J’avais jeté mes bagages par terre et je m’étais écroulé sur mon lit en soupirant. Le ciel devant ma fenêtre était encore d’un blanc pur. Peut-être que le ciel couvert était la norme dans les pays enneigés comme celui-ci.

À Asura, le ciel était bleu. Parfois, on pouvait scruter d’un horizon à l’autre sans voir un seul grain de nuage. J’avais regardé cette grande étendue bleue pendant la majeure partie de mon voyage ici, c’était vraiment une belle couleur. Mais la seule couleur à laquelle je pouvais penser était son opposé, le rouge, et ce qu’elle symbolisait.

« … ! »

OK, non. Ne nous engageons pas dans cette voie à nouveau. Ne pensons pas aux couleurs pour l’instant.
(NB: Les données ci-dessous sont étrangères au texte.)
PR #720, opened 2019-06-21
A few easy checkpointing logic fixes.

sleepinyourhat:
There are other bigger issues to fix, but here are a few easy improvements:

- Allow wildcards in 'load_target_train_checkpoint', for the common case where you want to use the best pretraining epoch from some other run, but you don't know in advance which epoch that'll be.
- Fix some logic that breaks when restoring fine-tuning jobs.
- A bit more cleanup/commenting.

### DIFF
--- a/main.py
+++ b/main.py
@@ -113,7 +113,7 @@ def setup_target_task_training(args, target_tasks, model, strict):
     else:
         task_names_to_avoid_loading = []
 
-    if not args.load_target_train_checkpoint in ("none", ""):
+    if args.load_target_train_checkpoint not in ("none", ""):
         # This is to load a particular target train checkpoint.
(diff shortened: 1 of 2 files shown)


main.py
```diff
@@ -180,11 +181,6 @@ def check_configurations(args, pretrain_tasks, target_tasks):
         log.warn("\tMixing training tasks with increasing and decreasing val metrics!")
 
     if args.load_target_train_checkpoint != "none":
-        assert_for_log(
-            os.path.exists(args.load_target_train_checkpoint),
```
pruksmhc: why are we deleting this?

sleepinyourhat: It breaks with wildcards, which we now support. I can fix it, but it'd add a fair bit of code complexity that's probably not worth it.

J’avais décidé qu’il valait mieux regarder les rues à la place. J’étais sorti du lit, j’étais allé à la fenêtre et j’avais regardé Rosenburg. Du troisième étage de cette auberge, on pouvait voir presque toute la ville. Il y avait une quantité surprenante de verdure dehors. Le duché de Basherant avait tendance à aligner ses rues avec des arbres plantés à intervalles réguliers. J’avais entendu dire que c’était pour assurer à chacun un approvisionnement d’urgence en bois de chauffage en cas de besoin, mais le résultat esthétique n’était pas mal non plus. Cela me rappelait la forêt que nous avions traversée juste après avoir laissé Asura derrière nous. C’était un bel endroit. Tous ces arbres massifs partout… le doux bruissement des feuilles dans le vent…

Oui. Les arbres, c’est bien. La nature est si belle.

Il n’y a rien de tel que le grand air pour vous aider à oublier les parties du monde les plus laides et les plus horribles. Restez un bon moment dans la verdure, et vous rincerez toute la boue de votre cœur.

« Éris… »

Ce mot m’échappa sans le savoir, et mon humeur piqua du nez encore une fois. On pouvait se rincer le cœur autant qu’on le voulait, cela ne servait pas à grand-chose quand il avait été brisé en quelque cinquante mille morceaux.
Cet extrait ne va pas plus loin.